INSTRUCTIONS FOR THE TASK: Once the data has been read, print it back in full, exactly.

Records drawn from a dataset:
PR #151, opened 2025-07-25
Add `stderr`, `stdin`, and `stdout` support for `Dry::CLI`

aaronmallen:
Introduce `stderr`, `stdin`, and `stdout` streams to `Dry::CLI` and its components to better handle I/O. This allows commands to utilize specific input/output streams, improving flexibility and testability. Refactor existing methods to use the new stream parameters consistently.

As an alternative to #150

cc @timriley

### DIFF
--- a/lib/dry/cli.rb
+++ b/lib/dry/cli.rb
@@ -83,12 +83,13 @@ module Dry
     # Invoke the CLI
     #
     # @param arguments [Array<string>] the command line arguments (defaults to `ARGV`)
-    # @param out [IO] the standard output (defaults to `$stdout`)
-    # @param err [IO] the error output (defaults to `$stderr`)
+    # @param stderr [IO] the error output (defaults to `$stderr`)
+    # @param stdin [IO] the standard input (defaults to `$stdin`)
+    # @param stdout [IO] the standard output (defaults to `$stdout`)
     #
     # @since 0.1.0
-    def call(arguments: ARGV, out: $stdout, err: $stderr)
-      @out, @err = out, err
+    def call(arguments: ARGV, stderr: $stderr, stdin: $stdin, stdout: $stdout)
+      @stderr, @stdin, @stdout = stderr, stdin, stdout
       kommand ? perform_command(arguments) : perform_registry(arguments)
     rescue SignalException => exception
       signal_exception(exception)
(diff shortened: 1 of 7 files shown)


timriley:
Per my comments here (https://github.com/dry-rb/dry-cli/pull/150#issuecomment-3116313349), this is a change that I think is worth breaking API compatibility over, and releasing as 2.0 if needed.

Why is it breaking compatibility? Previously Dry::CLI made no claim over the structure of a command's `#initialize` method. With this change, we now expect it to receive kwargs and reserve `stdin:`, `stdout:` and `stderr:` as required keywords that we manage internally.

I think this is a good change because it sets the expectation with users that they should use the streams that are given to them, rather than handle IO themselves. This ensures we're using the same streams as given to `Dry::CLI#call`, and improves command testing, since it's clear that streams are injected, and in tests, fake IO objects can be given instead.

This arrangement matches what we already do internally within Hanami::CLI::Command, which is our own primary in-ecosystem consumer of Dry CLI.

@flash-gordon @cllns @alassek — what do you think about this? Worth the change, in your opinion? And do you actually consider it "breaking?"

lib/dry/cli.rb
```diff
@@ -145,29 +150,29 @@ def parse(command, arguments, names)
...
+      stderr.puts(result.error)
       exit(1)
     end
 
     # @since 1.1.1
     def spell_checker(result, arguments)
       spell_checker = SpellChecker.call(result, arguments)
-      err.puts spell_checker if spell_checker
+      stderr.puts spell_checker if spell_checker
       puts
```
aaronmallen, line 174: @timriley is this a bug? Should this be `stderr.puts` and if so would you like me to fix it in this PR?

timriley (commented):
This looks good to me, @aaronmallen, but it looks like we're missing some testing? These args/attributes are becoming an important part of our public API for commands, but we don't have any new tests to go along with their introduction here. Do you think you could add some in? Thanks!

katafrakt:
@aaronmallen I can add these tests if you're ok with that. Then we could merge this and, after some focus is freed up after Hanami release, perhaps we could get the 2.0 released.

aaronmallen:
@katafrakt feel free to give it a go. If not I can look at this tonight. Not sure why I never got a notification about @timriley comment

katafrakt:
Tests added, let me know if these are enough.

OUTPUT OF THE TASK:
PR #151, opened 2025-07-25
Add `stderr`, `stdin`, and `stdout` support for `Dry::CLI`

aaronmallen:
Introduce `stderr`, `stdin`, and `stdout` streams to `Dry::CLI` and its components to better handle I/O. This allows commands to utilize specific input/output streams, improving flexibility and testability. Refactor existing methods to use the new stream parameters consistently.

As an alternative to #150

cc @timriley

### DIFF
--- a/lib/dry/cli.rb
+++ b/lib/dry/cli.rb
@@ -83,12 +83,13 @@ module Dry
     # Invoke the CLI
     #
     # @param arguments [Array<string>] the command line arguments (defaults to `ARGV`)
-    # @param out [IO] the standard output (defaults to `$stdout`)
-    # @param err [IO] the error output (defaults to `$stderr`)
+    # @param stderr [IO] the error output (defaults to `$stderr`)
+    # @param stdin [IO] the standard input (defaults to `$stdin`)
+    # @param stdout [IO] the standard output (defaults to `$stdout`)
     #
     # @since 0.1.0
-    def call(arguments: ARGV, out: $stdout, err: $stderr)
-      @out, @err = out, err
+    def call(arguments: ARGV, stderr: $stderr, stdin: $stdin, stdout: $stdout)
+      @stderr, @stdin, @stdout = stderr, stdin, stdout
       kommand ? perform_command(arguments) : perform_registry(arguments)
     rescue SignalException => exception
       signal_exception(exception)
(diff shortened: 1 of 7 files shown)


timriley:
Per my comments here (https://github.com/dry-rb/dry-cli/pull/150#issuecomment-3116313349), this is a change that I think is worth breaking API compatibility over, and releasing as 2.0 if needed.

Why is it breaking compatibility? Previously Dry::CLI made no claim over the structure of a command's `#initialize` method. With this change, we now expect it to receive kwargs and reserve `stdin:`, `stdout:` and `stderr:` as required keywords that we manage internally.

I think this is a good change because it sets the expectation with users that they should use the streams that are given to them, rather than handle IO themselves. This ensures we're using the same streams as given to `Dry::CLI#call`, and improves command testing, since it's clear that streams are injected, and in tests, fake IO objects can be given instead.

This arrangement matches what we already do internally within Hanami::CLI::Command, which is our own primary in-ecosystem consumer of Dry CLI.

@flash-gordon @cllns @alassek — what do you think about this? Worth the change, in your opinion? And do you actually consider it "breaking?"

lib/dry/cli.rb
```diff
@@ -145,29 +150,29 @@ def parse(command, arguments, names)
...
+      stderr.puts(result.error)
       exit(1)
     end
 
     # @since 1.1.1
     def spell_checker(result, arguments)
       spell_checker = SpellChecker.call(result, arguments)
-      err.puts spell_checker if spell_checker
+      stderr.puts spell_checker if spell_checker
       puts
```
aaronmallen, line 174: @timriley is this a bug? Should this be `stderr.puts` and if so would you like me to fix it in this PR?

timriley (commented):
This looks good to me, @aaronmallen, but it looks like we're missing some testing? These args/attributes are becoming an important part of our public API for commands, but we don't have any new tests to go along with their introduction here. Do you think you could add some in? Thanks!

katafrakt:
@aaronmallen I can add these tests if you're ok with that. Then we could merge this and, after some focus is freed up after Hanami release, perhaps we could get the 2.0 released.

aaronmallen:
@katafrakt feel free to give it a go. If not I can look at this tonight. Not sure why I never got a notification about @timriley comment

katafrakt:
Tests added, let me know if these are enough.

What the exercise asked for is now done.